The management of physical assets (asset management) is becoming increasingly important, supported by a shift in mindsets that are seeing maintenance moving from a "necessary evil" to a value-adding exercise. This is enforced by the need to achieve greater asset performance within increasing financial constraints, aiming to achieve "more for less" while limiting impact on the natural environment. The development of Building Information Modelling (BIM) and the concept of whole-life asset management provided a "new" approach to the management of physical assets based on emerging technologies and information management processes.

The adoption of BIM within the design and construction phase has widely been considered successful with a wealth of studies showing an increase in productivity, reduction in cost and improved risk management. Despite this, the adoption of BIM within the Operation and maintenance (O&M) phase has been limited. A lack of understanding of what information should be collected at an organisational level to support the management of assets throughout their life, results in asset-related information not being collected in alignment with an organisational requirement. Often the gap between the development of Organisational Information Requirements (OIR) and the generation of Asset Information Requirements (AIR), is too much of a jump or hurdle. This is partly due to the fact that asset management organisations purely focus on the development of technical information requirements, with little consideration of the wider organisation.

This thesis proposes a solution to address this challenge by presenting an organisational led framework to the development of Asset Information Requirements (AIR).
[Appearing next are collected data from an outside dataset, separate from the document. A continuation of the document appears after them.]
PR #361, opened 2020-04-03
Conditional constants

enzbang:


src/e3/electrolyt/plan.py
```diff
@@ -21,6 +23,57 @@ class PlanError(E3Error):
...
+            anod_build("my_component")
+
+    In that case tools parsing the plan won't be able to detect potential issues.
+    Instead use:
+
+        with defaults(enabled="my_const"):
+             anod_build("my_component")
+    """
+
+    RECORD: List[ConditionalConstant] = []
```
Nikokrock, line 43: I think it would be better to introduce ConstantSet class and move RECORD and shuffle in it

tests/tests_e3/electrolyt/plan/main_test.py
```diff
@@ -175,3 +175,113 @@ def test_plan_disable_lines():
...
+    assert actions2[1].spec == "bar"
+
+    assert not actions2[1].plan_args["enabled"]
+
+    list(plan.ConditionalConstant.shuffle())
+    assert actions2[1].plan_args["enabled"]
+
+
+def test_conditional_constants():
+    plan.ConditionalConstant.RECORD = []
```
Nikokrock, line 212: Code reorganisation will avoid that

src/e3/electrolyt/plan.py
```diff
@@ -64,6 +117,20 @@ def __init__(
         for name, cls in entry_point_cls.items():
             self.mod.__dict__[name] = partial(entry_point, self.entry_points, cls, name)
 
+        self.plan_date = datetime.now(timezone.utc)
+        self.mod.__dict__["cond"] = self.cond
+
+    def cond(self, name: str, date: Callable[[datetime], bool]) -> ConditionalConstant:
```
Nikokrock, line 123: Can you adjust a bit the code to accept for date a boolean ? We might still need that. In that case you may rename the parameter

src/e3/electrolyt/plan.py
```diff
@@ -21,6 +23,57 @@ class PlanError(E3Error):
...
+
+        In some cases we want to evaluate the plan for different set of values
+        for the conditional constants to verify that the plan will still be
+        valid under different conditions.
+        """
+        initial_values = tuple(bool(c) for c in cls.RECORD)
+        for shuffeld_values in itertools.product(
+            [True, False], repeat=len(initial_values)
+        ):
+            if shuffeld_values != initial_values:
```
brobecke, line 70: FWIW, it looks like there is a typo -> "shuffled"

enzbang: indeed! I'll fix it

src/e3/electrolyt/plan.py
enzbang: As discussed live we don't know whether there is a need for now. So we'll keep the code as it is.

src/e3/electrolyt/plan.py
enzbang: Ok, I'll try.

enzbang:
Give the changes I'm doing I'm closing this pull-request, replaced by #365

PR #363, opened 2020-04-05
Use py3 features

enzbang:
Modernize e3-core code:

- remove some kwargs hacks that are not needed anymore
- recommend functools.lru_cache instead of e3.decorator.memoize
- address deprecation warnings

### DIFF
--- a/src/e3/vcs/git.py
+++ b/src/e3/vcs/git.py
@@ -22,26 +22,31 @@ import os
 import sys
 import tempfile
 from contextlib import closing
-from subprocess import PIPE
 from typing import TYPE_CHECKING
 
 import e3.fs
 import e3.log
 import e3.os.fs
 import e3.os.process
+from e3.os.process import PIPE
 from e3.text import bytes_as_str
 from e3.vcs import VCSError
 
-logger = e3.log.getLogger("vcs.git")
-
-HEAD = "HEAD"
-FETCH_HEAD = "FETCH_HEAD"
-
 if TYPE_CHECKING:
-    from typing import Dict, Iterator, IO, List, Optional, TextIO, Union
-    from e3.os.process import Run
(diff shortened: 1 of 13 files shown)


src/e3/vcs/git.py
```diff
@@ -92,25 +95,34 @@ def create(cls, repo_path: str, initial_content_path: Optional[str] = None) -> s
             repo.git_cmd(["commit", "-m", "initial content"])
         return repo_path
 
-    def git_cmd(self, cmd: Git_Cmd, **kwargs) -> Run:
+    def git_cmd(
+        self,
+        cmd: Git_Cmd,
+        output: Union[
+            STDOUT_VALUE, DEVNULL_VALUE, PIPE_VALUE, GIT_LOG_STREAM_VALUE, str, IO, None
```
Nikokrock, line 102: Can't we create an intermediate type Run_Output and in this command have Union[Run_Output, GIT_LOG_STREAM_VALUE]

enzbang: I'm not really convinced that this is a good idea, what we have here is useful I think for documenting the accepted values

src/e3/vcs/git.py
```diff
@@ -22,26 +22,29 @@
...
 if TYPE_CHECKING:
-    from typing import Dict, Iterator, IO, List, Optional, TextIO, Union
-    from e3.os.process import Run
+    from typing import Dict, Final, Iterator, IO, List, Literal, Optional, TextIO, Union
+    from e3.os.process import Run, STDOUT_VALUE, DEVNULL_VALUE, PIPE_VALUE
 
     Git_Cmd = List[Optional[str]]
+    GIT_LOG_STREAM_VALUE = Literal[-4]
+
+GIT_LOG_STREAM: GIT_LOG_STREAM_VALUE = -4
```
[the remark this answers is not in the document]
enzbang: well, it's lower than -3

PR #364, opened 2020-04-06
Add tracking of previous fingerprints.

Nikokrock:
This will be used to implement a "skip update" mechanism using
the compute_fingerprint method.

### DIFF
--- a/src/e3/job/walk.py
+++ b/src/e3/job/walk.py
@@ -21,20 +21,22 @@ class Walk:
 
     :ivar actions: DAG of actions to perform.
     :vartype actions: DAG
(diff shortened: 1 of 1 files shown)


src/e3/job/walk.py
```diff
@@ -21,20 +21,22 @@ class Walk:
 
     :ivar actions: DAG of actions to perform.
     :vartype actions: DAG
+    :ivar prev_fingerprints: A dict of e3.fingerprint.Fingerprint objects,
+          indexed by the corresponding job ID. This dictionary contains
+          the former fingerprints a given job or None if there was no
```
brobecke, line 26: I had to look at the code again to answer the following question, so I suggest we explain what "former" means: Shen is it populated, and as a result, at which point can deriving classes start using that information?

This thesis presents an Information Requirements framework and Concept Model, introducing the novel concept of Functional Information Requirements (FIR) to bridge the gap between the OIR and the AIR. The framework was derived through a literature review, industry investigation, and feedback gained through several iterations of partial case studies. The final iteration was tested and validated for its practical application by a case study within a university estate management department. Furthermore, the framework was tested by a third-party partner within the infrastructure sector.
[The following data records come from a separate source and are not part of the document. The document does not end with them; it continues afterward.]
PR #367, opened 2020-04-09
Prepare unreachable code support

Nikokrock:
Adjust code in order to be able to enable warn_unreachable in mypi. Remaining errors at this stage are

src/e3/electrolyt/plan.py:149: error: Right operand of 'and' is never evaluated
src/e3/electrolyt/plan.py:152: error: Statement is unreachable

### DIFF
--- a/src/e3/os/platform.py
+++ b/src/e3/os/platform.py
@@ -45,8 +45,15 @@ class SystemInfo:
 
     # Cache for SystemInfo methods
     _platform: Optional[str] = None
+
+    # _os_version is a tuple: os version, kernel version
     _os_version: Optional[Tuple[str, str]] = None
+
+    # When _is_virtual is True it means the host is a VM
     _is_virtual: Optional[bool] = None
+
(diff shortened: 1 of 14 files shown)


src/e3/os/platform.py
```diff
@@ -44,10 +44,10 @@ class SystemInfo:
...
 
     # Cache for SystemInfo methods
-    _platform = None
-    _os_version = None
-    _is_virtual = None
-    _hostname = None
+    _platform: Optional[str] = None
+    _os_version: Optional[Tuple[str, str]] = None
+    _is_virtual: Optional[bool] = None
+    _hostname: Optional[Tuple[str, str]] = None
```
brobecke, line 50: FWIW, it would have been nice to take this opportunity to document those class variables as well, particularly the ones that are tuples, because it's less obvious (at least to me) why we need tuples.

enzbang:
I've submitted #370 and #369 that should fix the failure you see, rebase your pull-request on top of these commits

PR #375, opened 2020-04-20
Introduce e3 configuration file

enzbang:
e3 config file is based on the toml format, to use it you need to
first choose a specific section, e.g. [log] for e3.log and define
a dataclass and will contain the configuration

@dataclass
class LogConfig:
    # Define default format for StreamHandler and FileHandler
    pretty: bool = True
    stream_fmt: str = "%(levelname)-8s %(message)s"
    file_fmt: str = "%(asctime)s: %(name)-24s: %(levelname)-8s %(message)s"

Then calling config_log = Config.get("log", LogConfig) will return the log
configuration.

If the log file is:

[log]
pretty = False

config_log.pretty will be set to True while config_log.stream_fmt and
config_log.file_fmt will keep their default values.

### DIFF
--- a/mypy.ini
+++ b/mypy.ini
@@ -43,3 +43,9 @@ ignore_missing_imports = True
 
 [mypy-tqdm.*]
 ignore_missing_imports = True
+
+[mypy-tomlkit.*]
+ignore_missing_imports = True
+
+[mypy-typeguard.*]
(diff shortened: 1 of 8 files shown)


enzbang:
Not ready yet, cannot call get_type_hints in e3.config as it will not have the visibility on all type hints

PR #1574, opened 2017-08-30
NEPT-1369: Aligned equal signs.

imanoleguskiza:
### Description
Aligned equal signs.

### Change log

- Fixed: Aligned equal signs.


Fefaine:
Ok for me

PR #1578, opened 2017-08-30
Nept 1440: Removal of the feature likedislike

Fefaine:
### Description

Remove outdated feature likedislike

### Change log

- Removed: Feature like dislike and symlinks in profile

### Commands

```sh
no commands. 
```


profiles/common/modules/custom/multisite_cookie_consent/multisite_cookie_consent.module
```diff
@@ -50,8 +50,7 @@ function multisite_cookie_consent_init() {
   if (current_path() != 'cookie-notice') {
     // Notice url.
     $notice_page = url('cookie-notice', array('absolute' => TRUE));
-    // Add for example external.
-    drupal_add_js('http://ec.europa.eu/wel/like/js/likedislike.js', 'external');
```
voidtek: We cannot remove this line, we should change the link.
for example remplace by http://europa.eu/webtools/load.js

Fefaine: Why do you want to replace this line? This feature no longer exists, so the js is no longer needed.

Fefaine: Module was removed from the platform

imanoleguskiza:
👍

The thesis concludes that the framework aids in the development of AIR. Feedback noted that while the framework is helpful, it is resource intensive and the “value” of BIM within asset management needs to be addressed to gain the required resources. Furthermore, future research should investigate this challenge by considering the possibility of a common set of information requirements to reduce the need for the framework for individual instances of projects, when the projects are of similar purpose. Emerging techniques should be considered for automatic classification of Assets within a BIM model, this would greatly increase efficiency and reduce the resource intensive nature of the framework. Finally, future research should investigate how the proposed framework can support the evolution of the Digital Twin, within the context of the built environment.